Chapter 8: Accersing Organizational Information - Data Warehouse
HISTORY OF DATA WAREHOUSING
•Data warehouses extend the
transformation of data into information
•In the 1990's executives became
less concerned with the day-to-day business operations and more concerned with
overall business functions
•The data warehouse provided the
ability to support decision making without disrupting the day-to-day operations
DATA WAREHOUSE FUNDAMENTALS
Figure 1
The primary purpose of a data warehouse is to aggregate
information throughout an organization into a single repository for
decision-making purposes. The informational can collected from internal or
external database and before it transfer to data warehouse the information will
enter through process extraction, transformation, and loading (ETL).
After that, it will send subsets of the information to
data marts. When the information transfer to data warehouse, the ETL process
will happen again to classify the information into the group or classes. For
example, if the information from internal database is about marketing, so the
information will go the same group that relates with marketing. It will not
mess up with other information.
This is my understanding about data warehouse and how
it operates.
Definition:
1.
Data
warehouse: a logical collection of information - gathered from
many different operational databases - that supports business analysis
activities and decision-making tasks.
The purpose of data warehouse is to aggregate
information throughout an organization into a single repository in such a way
that employees can make decision and undertake business analysis activities.
2.
Extraction,
transformation, and loading (ETL): a
process that extracts information form internal and external databases,
transforms the information using a common set of enterprise definitions, and
loads the information into a data warehouse. The data warehouse then sends
subsets of the information to data marts.
3.
Date mart: contains a subset of data
warehouse information.
To distinguish between data warehouse and
data marts, thinks of data warehouse having a more organizational focus and
data marts having focused information subsets particular to the needs of a
given business unit such as finance/ production and operations.
MULTIDIMENSIONAL ANALYSIS
AND DATA MINING
A relational database contains information
in a series of two-dimensional tables. In a data warehouse and data mart,
information is multidimensional where it contains layers of column and rows.
Most data warehouse and data mart are Multidimensional
Database.
Dimension
: a particular attribute of
information.
Cube:
the common term for the representation
of multidimensional information.
Figure 2
Ø The figure 2 shows a cube (cube a) represents store information (the layers), product information (the rows) and promotion information (the column).
Ø Once a cube of information is created, the users may
begin to slice and dice the cube to drill down into the information.
Ø Later, the second cube (cube b) displays slice representing promotion II information for
all product, at all stores.
Ø Third cube (cube
c) which displays only information for promotion III, product B, at store
2.
Therefore, by using multidimensional analysis, users
may analyze information in a number of different ways and with any number of
different dimensional. For example, users can add dimensions of information to
a current analysis including product category, region and even forecasted
versus actual weather.
Data mining: process of analyzing data to extract information not
offered by the raw data alone.
It also can begin at a summary information level and
progress through increasing levels of detail (drilling down) or the reverse (drilling
up).
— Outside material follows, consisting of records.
PR #103, opened 2024-12-03
Portal anniversary

Biscgit:
Added small banner and animations for celebrating

### DIFF
--- a/cernopendata/modules/theme/assets/semantic-ui/js/anniversary.js
+++ b/cernopendata/modules/theme/assets/semantic-ui/js/anniversary.js
@@ -53,7 +53,7 @@ function Celebrate() {
     )
 }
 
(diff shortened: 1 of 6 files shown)


cernopendata/modules/theme/assets/semantic-ui/js/anniversary.js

To perform data mining, users need data mining tools
Data mining tools:
use a variety of techniques to find
patterns and relationships in large volumes of information and infer rules from
them that predict future behavior and guide decision making.
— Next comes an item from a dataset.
PR #109, opened 2024-12-17
Add RSS endpoint for news

Biscgit:
For implementing a news banner in Grafana on the landing page, it would be a nice addition to display the news from the main Open Data page. The returned XML should conform the RSS standards, similar to Grafana's default feed [xml file](https://grafana.com/blog/news.xml).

Date-mining tools for data warehouse and data mart
include query tools, reporting tools, multidimensional analysis tools,
statistical tools and intelligent agents.
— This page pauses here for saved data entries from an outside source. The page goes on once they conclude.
PR #125, opened 2025-01-09
View: Return the experiment of a record page as a custom HTTP header alongside the rendered template

Biscgit:


Biscgit:
Using this, we can more easily enrich the logs with the corresponding experiments to records.
image

cernopendata/modules/records/utils.py
```diff
@@ -186,6 +187,19 @@ def record_file_page(pid, record, page=1, **kwargs):
     return jsonify({"total": rf_len, "files": paged_files})
 
 
+def _extract_experiment_name(record):
+    try:
+        experiment = str(record["collaboration"]["name"])
```
psaiz, line 192: Why `collaboration.name` instead of `experiment`?

cernopendata/modules/records/utils.py
```diff
@@ -186,6 +187,19 @@ def record_file_page(pid, record, page=1, **kwargs):
...
+        return experiment.split(" ", maxsplit=1)[0]
```
psaiz, line 193: If the entry belongs to multiple experiments, then only the first one will be in the headers. That doesn't seem right.

cernopendata/modules/records/utils.py
```diff
@@ -186,6 +187,19 @@ def record_file_page(pid, record, page=1, **kwargs):
...
+
+    except (KeyError, IndexError):
+        return "other"
+
+    except Exception as e:
+        logging.error(f"[{type(e)}] Could not extract experiment from record: {e}")
+        return "other"
```
psaiz, line 200: I would return a different value in each exception.

cernopendata/modules/records/utils.py
```diff
@@ -203,16 +217,22 @@ def record_metadata_view(pid, record, template=None):
...
+        )
     )
 
+    # include experiment in the header for direct annotation in the logs
+    response.headers["X-Record-Experiment"] = _extract_experiment_name(record)
+    return response
+
 
 def term_metadata_view(pid, record, template=None):
     """Term detail view."""
```
psaiz, line 238: What about enriching also the `doc_metadata_view` with the experiment?

cernopendata/modules/records/utils.py
Biscgit: The issue that I saw is, that by using the “experiments” variable, we get an array of possible different experiments, which makes the later analysis much more difficult (regarding that only about 5 records have more than one value set), so it was easier to extract the value from the collaborations name. 
Now that I see it, it might be better to implement it similarly to the SQL Queries we are using for MONIT SPQ. In those, we set multiple experiments to one keyword (i.e., `multiple`).

cernopendata/modules/records/utils.py
Biscgit: In this case, no, because that record variable holds a string with one exact value. The split is to extract the experiment's name, because (for CERN experiments) it is saved in the form of `[Experiment] Collaboration` (i.e., not including the *collaboration* in the string).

INFORMATION CLEANSING OR SCRUBBING
An organization must
maintain high-quality data in the data warehouse
Information
cleansing or scrubbing: a
process that weeds out and fixes or discards inconsistent, incorrect, or
incomplete information.
It is
where to increase the quality of organizational information and the
effectiveness of decision making. Specialized software use sophisticated
algorithms to parse, standardized, correct, match and consolidate data
warehouse information.
Figure 3: Contact
information in operational systems.
Figure 4: standardizing customer name from operational systems
Figure 5: information cleansing activities.
Figure 6: accurate and complete information.
Business Intelligence
Business intelligence (BI) refers to applications and technologies that are
used to gather, provide access to, and analyze data and information to support
decision-making efforts. It also information that people use to support
their decision-making efforts
A
certain school of thought draws parallels between the challenges in business
and those of war, specifically:
i.
Collecting information.
ii.
Discerning patterns and meaning in the
information.
iii.
Responding to the resultant information.
ENABLING BUSINESS
INTELLIGENCE
Principle BI enablers include
Technology : the most significant enabler of
business intelligence.
People : Understanding the role of people
in BI allows organizations to systematically create insight and turn these
insights into actions.
Culture : A key responsibility of
executives is to shape and manage corporate culture.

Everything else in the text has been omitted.